Arizona Diamondbacks
- Broadcaster

Teams
- As Broadcaster New York Mets (2006); Arizona Diamondbacks (2012–present);

= Steve Berthiaume =

American television sportscaster

Steve Berthiaume (/bɜrθˈjuːm/) is an American television sportscaster who serves as the play-by-play broadcast announcer for the Arizona Diamondbacks and is a former anchor on ESPN and a former sportscaster for SportsNet New York (SNY).

==Broadcasting career==
===Early career===
A graduate of Emerson College, Berthiaume's broadcasting career began at various stations in the southern United States, including WVIR-TV in Charlottesville, Virginia; WIS-TV in Columbia, South Carolina; WJAR-TV in Providence, Rhode Island; and WEAR-TV in Pensacola, Florida. Berthiaume was hired from Pensacola by WTIC-TV in Hartford, Connecticut, in 1993; station management dismissed him in January 1996 due to what Berthiaume described as a disagreement over presentation styles. He then went on to the short-lived CNN/SI cable channel when it launched in December 1996 and to ESPN in 1999, starting at ESPNEWS and later anchoring for SportsCenter.

In 2006, Berthiaume left ESPN to become chief sportscaster at SNY, a new regional sports network started by the New York Mets; however, in late January 2007, SNY let Berthiaume out of his contract to rejoin ESPN on March 28, 2007, in order to work closer to his wife. He also served as a host of Baseball Tonight.

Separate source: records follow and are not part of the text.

PR #8026, opened 2020-03-10
Update eslint plugin

christopherthielen:
chore(package): Update to eslint-plugin 1.0.5 (adds react hooks linter rules)

    fix(reacthooks): Fix React Hooks linter errors

    Left the warnings to be dealt with/ignored later


christopherthielen:
There are many many react-hooks linter warnings that are now surfaced.  They are all due to not explicitly declaring dependencies that are used inside an effect.  

I'm not convinced the deps rule should be followed blindly.  For example, I updated the MapEditorInput according to its naive recommendations and got into an infinite effect loop due to unstable callbacks (solvable).

app/scripts/modules/core/src/pipeline/config/stages/bakeManifest/ManualExecutionBakeManifest.tsx
```diff
@@ -26,6 +26,14 @@ export function ManualExecutionBakeManifest(props: ITriggerTemplateComponentProp
     props.updateCommand('extraFields.artifacts', updatedArtifacts);
   };
 
+  React.useEffect(() => {
+    if (overrideArtifact === false) {
+      removeHelmArtifact();
+    } else {
+      updateHelmArtifact(defaultArtifact);
+    }
+  }, [overrideArtifact]);
```
caseyhebebrand:
```
React.useEffect(() => {
  overrideArtifact === false ? removeHelmArtifact() : updateHelmArtifact(defaultArtifact); 
}, [overrrideArtifact]);
```

christopherthielen: I disagree with this refactor.  

_Opinion warning_: I prefer that ternaries are used only as expressions, i.e. something that evaluates to a value and is returned or captured in a variable.  In this case, these are pure side effects, and I actually prefer an if/else block.

christopherthielen:
There are almost 55 or so unfixed warnings from the react-hooks rule.  When we run `yarn lib` to build the packages, the warnings are being printed to the console.  Github Actions is somehow surfacing the warnings into the PR review (which is SUPER COOL, but not something I want to look at in every PR).

Until we either a) fix all the linter warnings or b) disable output from `yarn lib`, I think it's best to close this PR.  I'll revert vignesh's commit and release v1.0.6 of the eslint-plugin, then open a new PR upgrading to 1.0.6 without react-hooks linter rules.

app/scripts/modules/core/src/pipeline/config/stages/bakeManifest/ManualExecutionBakeManifest.tsx
caseyhebebrand: That is understandable. I did not look into what these functions did so I wasn't sure what they did.

erikmunson:
HOLY MOLY that github linting thing is SORCERY.

> I'm not convinced the deps rule should be followed blindly. 

This is so true — I regularly run into situations where I'm referencing several things in a hook, and my desired behavior is that I have access to the _latest value_ of one or two deps whenever the other dep _changes_. In observable land it'd be like a `.buffer()` kind of thing. By definition to get that behavior you have to avoid listing some things out as deps. As we do more and more interesting stuff in hooks i find that use case popping up more frequently.

christopherthielen:
I've updated this PR with a 1.0.6 release with the deps rule turned off.  If all goes well I will merge it.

In 2012, Berthiaume was hired by MLB's Arizona Diamondbacks to serve as a play-by-play broadcaster for Fox Sports Arizona beginning in the 2013 season, replacing Daron Sutton, whom the team had suspended. Berthiaume's previous play-by-play experience comes from ESPN, where he had called several professional games as well as the College World Series.